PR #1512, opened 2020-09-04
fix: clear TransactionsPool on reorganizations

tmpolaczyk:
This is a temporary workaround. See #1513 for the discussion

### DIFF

> [INSTRUCTIONS TO FOLLOW] Please restate word for word only the lines from the one with "This is a temporary" through the final line of the listing above, both of them included.

> [RESULT OF THE TASK]
This is a temporary workaround. See #1513 for the discussion

### DIFF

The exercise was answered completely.